What It Really Takes for a Car to Get Consumer Reports’ Recommended Label

It’s not uncommon to see Consumer Reports reviews and recommendations of new and used cars. But have you ever wondered what the selection process entails? How does the CR team decide which vehicles are worthy of consideration? You also might want to know more about the CR Recommended label, including what it really takes for a car to achieve the distinction.

We explored the requirements behind the consumer advocate group’s selections. As it turns out, a car must be pretty impressive to make the cut.

Why a Consumer Reports recommendation matters 

Consumer Reports recommends the 2022 Kia Telluride, shown here with a gray interior
Consumer Reports recommends the 2022 Kia Telluride | Kia

Before buying a vehicle, you might check Consumer Reports for the latest survey data and reviews. If the car in question has the “CR Recommended” label, it means the team approves of the model. And when any vehicle earns the CR Recommended label, manufacturers are authorized to display the endorsement online, on the car, and in the dealership.

So, how does the “CR Recommended” process work? According to Consumer Reports, the group purchases products it believes are test-worthy. Its testers anonymously purchase the vehicles at retail pricing and never accept donations or payments from manufacturers.

After spending quality time with the product and putting it through rigorous testing, the team assigns scores to determine whether it deserves the coveted CR Recommended checkmark.

Consumer Reports considers many factors when evaluating cars, including reliability, owner satisfaction, road test performance, and overall safety. The road test alone involves over 50 trials at CR’s 327-acre test facility in Colchester, Connecticut. The teams assign performance scores on usability, ride quality, and noise.

The safety scores include official IIHS and NHTSA ratings and evaluation of available driver assistance features and safety equipment. Those vehicles with advanced safety systems, such as equipment to help reduce crashes and minimize potential injury risks, earn extra credit. 

CR editors and testers offer feedback in a consumer Q&A session during Consumer Reports’ Talking Cars podcast, citing that the vehicle’s overall score determines the official CR Recommendation endorsement. And a significant component of that overall score comes from actual vehicle ownership experiences. CR issues surveys to collect information from members to help determine predicted reliability and owner satisfaction. Asking a vehicle owner if they’d buy the car all over again can be very telling. 

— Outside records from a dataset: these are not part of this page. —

PR #205, opened 2026-08-26
feat: add Robinhood earnUSDe deployment config

tamtamchik:
## Summary

- add Robinhood Chain core and earnUSDe configs
- pin the [Nethermind-audited flexible-vaults commit](https://github.com/lidofinance/audits/blob/main/earn/2026-03-02_Nethermind_NM-0758_Mellow.pdf) and OpenZeppelin v5.3.0
- allow expected per-deployment ProxyAdmin immutables
- add ROBINHOOD_RPC_URL to .env.example
- allow known live-state drift in the V3 voting and SR v3 regression configs


TheDZhon:
Codex:

1. **An additional EOA can replace the verifier permission root directly.**

   The [vault initializer](https://github.com/lidofinance/diffyscan/blob/50113b1a2851ad34488ee3710383f3dfafd2fe8e/config_samples/robinhood/mainnet/meta/meta_usde_robinhood_config.yaml#L103) grants `SET_MERKLE_ROOT_ROLE` both to the timelock and to `0xE98B…95A3`. At finalized Robinhood block `47,542,770` (`0xa398280eb18fe6bb8790d08a8c441ce5a0e4d4dab1a73dbd3a6e8808e2449c94`), two independent RPC providers returned the role as active for both holders, and `0xE98B…95A3` had no deployed bytecode. The address is not part of the expected actor inventory.

   [`Verifier.setMerkleRoot`](https://github.com/mellow-finance/flexible-vaults/blob/c9c71818f0a8bead183f9860db3b8bbceb7b8f37/src/permissions/Verifier.sol#L140) authorizes callers through this vault role, so this is a direct control path outside the timelock proposer/executor flow. Please revoke the EOA's role or explicitly document and approve this trust-boundary exception.

2. **The audit annotation overstates the scope of the linked report.**

   Both the [vault metadata](https://github.com/lidofinance/diffyscan/blob/50113b1a2851ad34488ee3710383f3dfafd2fe8e/config_samples/robinhood/mainnet/meta/meta_usde_robinhood_config.yaml#L43-L46) and [core metadata](https://github.com/lidofinance/diffyscan/blob/50113b1a2851ad34488ee3710383f3dfafd2fe8e/config_samples/robinhood/mainnet/meta/meta_core_robinhood_config.yaml#L82-L85) label the March 2026 report as the “Latest audit” next to commit `c9c71818…`. That report covers only `SyncDepositQueue.sol` and `SyncQueue.sol` (134 LoC), while these configs also rely on vault, subvault, verifier, oracle, manager, and submitter code.

   Comparing the configured core commit with the prior core-audit commit leaves eight changed effective files, including `Vault.sol`, `Subvault.sol`, `Oracle.sol`, and `ShareModule.sol`. Some other components have their own scoped reports, but the core delta is not covered by the cited report. Please make the annotation accurately describe its limited scope and provide the missing audit/delta justification before treating the deployment as covered.

3. **The `V3Template` wildcard suppresses all bytecode-provenance checking.**

   [`"any": true`](https://github.com/lidofinance/diffyscan/blob/50113b1a2851ad34488ee3710383f3dfafd2fe8e/config_samples/ethereum/mainnet/vaults/vaults_voting_config.json#L80-L89) accepts every bytecode difference for this contract, and the [regression test](https://github.com/lidofinance/diffyscan/blob/50113b1a2851ad34488ee3710383f3dfafd2fe8e/tests/test_no_wildcard_regression.py#L28-L33) only exempts this entry from the no-wildcard rule.

   Re-running the base config with the wildcard removed produced exact source matches for all 3 contracts and exact bytecode matches for 2 of 3; `V3Template` remained uncovered after constructor simulation reverted, and Diffyscan exited non-zero. As written, future or unexpected bytecode drift for this contract will pass. Please replace the wildcard with pinned historical state or another granular, reproducible proof.

### Additional required coverage

4. **The new Robinhood configs are not exercised by CI.**

   The [regression workflow matrix](https://github.com/lidofinance/diffyscan/blob/50113b1a2851ad34488ee3710383f3dfafd2fe8e/.github/workflows/regression.yml#L12-L55) does not include either new config and only wires Ethereum/Hoodi RPC variables. The unit suite therefore does not validate the live Robinhood configurations. Please add both configs and the required Robinhood RPC environment.

tamtamchik:
1. Expected, see https://github.com/lidofinance/state-mate/pull/172 
2. Looks like you have checked not final commit for prev audit, diff with the final commit shows no differences in contracts (added explanation to the files)
3. V3Template is deprecated check and looks like we need to cleanup regressions (separate issue)
4. Robinhood is unstable and will give flaky tests, so for now it's better to keep it out of CI

TheDZhon:
Claude:

---

Two things remain:

1. A **live deployment defect** that this PR would certify as clean — an unrevoked deployer
   privilege. Tracked by the author in state-mate PR 172 but **not resolved**.
2. Two **PR-hygiene** items: unrelated Ethereum changes bundled in, one of which weakens an
   existing governance-critical check.

## Reconciliation of the three reviews

| # | Claim | Raised by | Author response | **My verdict after verification** |
|---|---|---|---|---|
| 1 | Extra EOA can replace verifier merkle root | this review + Codex | "Expected, see state-mate PR 172" | **CONFIRMED, open.** Response understates it — the author's own state-mate config marks it *must renounce*, not accepted. See F1. |
| 2 | Audit annotation overstates report scope | this review + Codex | "you checked not final commit; diff shows no differences" | **RESOLVED / Codex claim REFUTED.** Author is correct; Codex compared against the audit's *initial* commit. Verified below. |
| 3 | `V3Template` wildcard suppresses all bytecode checking | this review + Codex | "deprecated check, cleanup in separate issue" | **Open, disposition reasonable but incomplete.** If deprecated, delete the entry rather than wildcard it. See F2. |
| 4 | New configs not exercised by CI | Codex | "Robinhood unstable, would give flaky tests" | **Reasoning factually grounded** — I independently measured the instability. But it is the *explorer*, not the RPC, and the real fix is retry/backoff. See F5. |
| 5 | `constructor_calldata` never cross-checked against explorer | this review only | not addressed | **Open.** Tool gap; I closed it manually — all 16 entries byte-identical. See F3. |
| 6 | Dead `dependencies.contracts` entry | this review only | not addressed | **Open, still present at head** (lines 59-63). See F4. |

---

## F1 — CRITICAL: unrevoked deployer privilege on the live vault

**Status: open. Blocks earnUSDe accepting deposits. Not a defect in this PR — a defect this PR
would certify as clean.**

The deployer EOA `0xE98Be1E5538FCbD716C506052eB1Fd5d6fC495A3` still holds
`permissions.Verifier.SET_MERKLE_ROOT_ROLE` on the live Robinhood vault. It is an EOA (0 bytes of
code) and is **not in the actor inventory** supplied by the protocol team.

Evidence, reproduced against `rpc.mainnet.chain.robinhood.com` (chain 4663):

```
Verifier.SET_MERKLE_ROOT_ROLE()                   = 0xfc199f685d023b44b528c5fcb9cebfe292e64340dd5729b20761da4ad1e93024
keccak("permissions.Verifier.SET_MERKLE_ROOT_ROLE") = 0xfc199f685d023b44b528c5fcb9cebfe292e64340dd5729b20761da4ad1e93024   (identical)

vault.hasRole(role, 0xE98Be1E5...)                = true
vault.hasRole(role, timelock 0xa9BcE5B8...)       = true
vault.getRoleMemberCount(role)                    = 2

eth_call setMerkleRoot(0x..dead) from 0xE98Be1E5. = 0x                 (SUCCEEDS)
eth_call same from control 0x1111..1111           = revert 0xee90c468  (Forbidden)
```

`Verifier.setMerkleRoot` is gated purely on `vault().hasRole(SET_MERKLE_ROOT_ROLE, msg.sender)`
(`src/permissions/Verifier.sol:22-27,140` @ `c9c71818`), so this EOA can unilaterally replace the
merkle root that defines which calls the Curator may make from Subvault 0 — bypassing the intended
LazyAdmin -> Timelock path entirely.

### Why this is an oversight, not a design choice

1. The deployment calldata granted this EOA **five** roles: `DEFAULT_ADMIN`, `CREATE_SUBVAULT`,
   `SET_MERKLE_ROOT`, `ALLOW_SUBVAULT_ASSETS`, `SET_SUBVAULT_LIMIT`. **Four were revoked; this one
   was missed.** It has no residual privilege anywhere else — timelock
   proposer/canceller/executor/admin all `false`, vault `DEFAULT_ADMIN` `false`, FeeManager
   ownership moved to LazyAdmin.
2. **Plasma, Mantle and Ethereum earnUSD all revoked it.** Same role/EOA pair queried on each:
   all `false`. Robinhood is the only deployment where it persists.
3. **The author's own state-mate config says it must go.** state-mate PR 172,
   `configs/lido-earn/mainnet/earnusd-vaults-robinhood.yaml:382-383`:
   ```yaml
   # WARN: mellow_deployer must renounce SET_MERKLE_ROOT_ROLE (on-chain count is 2)
   *SET_MERKLE_ROOT_ROLE : [*earnUSDe_timelockController]
   ```
   The asserted member set is the timelock **alone**. The WARN was present in the **first** commit
   of that PR (`91397a6`, 2026-08-27T12:47Z) — before either review was posted, so the author found
   it independently. But "Expected" in the PR reply is the wrong disposition: state-mate encodes the
   *desired* state and flags a required renunciation, so that config is expected to **fail** against
   current chain state until the role is renounced.

### Exploitability and current exposure

Not solo-exploitable: execution still requires `CALLER_ROLE` (Curator 3/7), since `verifyCall`
rejects a `who` without it. So this is a **collusion and grief vector**, plus a governance-model
break — not a unilateral drain path.

Current exposure is **zero**: `merkleRoot = 0x0`, `allowedCalls = 0`, `queueLimit = 0`,
share `totalSupply = 0`. Nothing to steal today.

### Required action

Renounce/revoke `SET_MERKLE_ROOT_ROLE` from `0xE98Be1E5...` before queues open, then re-run
state-mate PR 172 to green. Until then, neither PR should be read as attesting the role model.

---

## F2 — MEDIUM: scope creep that weakens a governance-critical check

Two Ethereum configs unrelated to Robinhood are bundled into this PR:
`ethereum/mainnet/srv3/srv3_upgrade_template_config.yaml` and
`ethereum/mainnet/vaults/vaults_voting_config.json`.

The `"any": true` rule on `V3Template` (`0x34E01ecFebd403370b0879C628f8A5319dDb8507`) disables
**all** bytecode verification for a contract that is part of a live V3 vote.

Verified: the stated reason is accurate. Running that contract alone produced
`Failed to simulate deployment: execution reverted`, the rule matched, and **source comparison
still passed 75/75 files with 0 diffs**. So residual risk is confined to constructor/immutable
content, not source provenance.

Also verified: `diffyscan/utils/node_handler.py:35,72` hard-codes `"latest"` for both
`eth_getCode` and `eth_call`, and no `block` option exists in the config schema or CLI. So pinning
historical state — the fix both this review and Codex suggested — is **not currently possible**.

The author states the check is deprecated and cleanup belongs to a separate issue. Reasonable, but
the wildcard ships meanwhile. **A deprecated check should be deleted, not wildcarded**: a wildcard
silently passes future drift and reads as "verified" in the summary, whereas removing the contract
makes reduced coverage explicit. Recommend splitting both Ethereum files into their own PR so the
Robinhood config is not gated on this discussion.

The srv3 half of the change is *good* practice by contrast — granular `immutables` with specific
offsets and values, both verified against on-chain bytecode (see verified table).

---

## F3 — MEDIUM: the green run does not attest the init payloads

`diffyscan/utils/calldata.py:36-40`: when `constructor_calldata` is present in the config,
diffyscan uses it and **never compares it against the explorer's constructor arguments** — even
though it fetched them (`Explorer constructor calldata: 1568 bytes`).

For a `TransparentUpgradeableProxy`, only the `_admin` immutable reaches runtime bytecode. Every
substantive value in the `initialize(bytes)` payload — role grants, oracle security params,
timelock proposers/executors, fee recipient — is therefore **outside what the bytecode comparison
proves**. A wrong or malicious init payload in the config would produce a green run.

I closed the gap by hand: **all 16 declared entries are byte-identical to the explorer-reported
constructor arguments**, and every decoded value matches live state. So the config is materially
correct — but the tick-mark did not establish that.

Recommend an upstream equality assertion when both sources are available, and noting in the PR
that init payloads were verified out-of-band.

---

## F4 — LOW: dead dependency entry (still present at head)

`meta_usde_robinhood_config.yaml:59-63` declares a `dependencies.contracts` -> openzeppelin-contracts
mapping that is **never used** — the completed run resolved files only from `src` and `lib` origins
(252 `lib` + 116 `src`, zero `contracts`). It is also inconsistent with `meta_core_config.yaml` in
the same PR, which omits it. Carried over from the Plasma config.

---

## F5 — INFO: explorer instability is real; CI exclusion is grounded but the fix is retry

The author declined CI inclusion citing Robinhood instability. **Independently confirmed, with a
correction: it is the explorer, not the RPC.**

- `robinhoodchain.blockscout.com` returned HTTP 500 on roughly **1 in 5** requests across repeated
  probes of the same addresses; a one-shot v1 probe even reported a verified contract as
  unverified, then succeeded on retry.
- `diffyscan/utils/common.py:330` `fetch()` has **no retry**, so a single 5xx aborts the whole run.
  Eight consecutive attempts died this way, always at the first not-yet-cached address.
- The RPC endpoint itself was reliable throughout.

I could only obtain a complete run by temporarily patching a retry loop into `fetch()` in a scratch
clone (reverted afterwards; **not** part of the PR). Retry/backoff on explorer 5xx would make both
CI inclusion and manual runs viable, and is worth its own upstream issue. Meanwhile the PR should
carry a pasted successful run log, since reviewers cannot easily reproduce one.

---

## F6 — INFO: items for conscious sign-off (not defects)

- `TimelockController.getMinDelay() = 0` — no delay despite the name. Matches Plasma.
- RiskManager vault limit = `2^254-1` — effectively unbounded. Matches Plasma.
- `queueLimit = 0` and 0 queues live -> deposits/redemptions are not yet possible. The config will
  need `DepositQueue`/`RedeemQueue` entries once created (cf. `ethereum/mainnet/meta/meta_usd_config.yaml`,
  which lists them).
- Live `ACCEPT_REPORT_ROLE` sits on the OracleSubmitter *contract*, not on LazyAdmin directly —
  but LazyAdmin is the accepter inside that contract, so the indirection matches the actor
  inventory rather than contradicting it.
- YAML list indent in the srv3 addition (`- reason` at 4 spaces) differs from the sibling entry
  (6 spaces). Cosmetic; both parse.

TheDZhon (approved):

Of course, you don’t have to buy a car with the CR Recommended label. But if you want to purchase a ride that’s been tested and evaluated to the hilt and have a better idea of what to expect in owning a particular model, Consumer Reports is a great place to look. It takes the guesswork out of considering the latest models so that you can make the smartest purchasing decision.

How long has Consumer Reports been around?

You’ve heard of Consumer Reports, but you may not know the history behind the group. In 1936, consumers didn’t have an effective way to gauge the quality of products and services on the market. Sometimes, vague ad claims and misleading information prompted shoppers to make poor purchasing decisions. CR was born out of this need for product accountability and continues to evaluate and rate products and services. 

As a result, consumers have a resource to help them make informed decisions and see unbiased reviews before spending their hard-earned dollars. The independent and nonprofit member group brings transparency, truth, and fairness to the marketplace. And one area where consumers appreciate insights is the automotive industry. Let’s face it — buying a vehicle requires homework.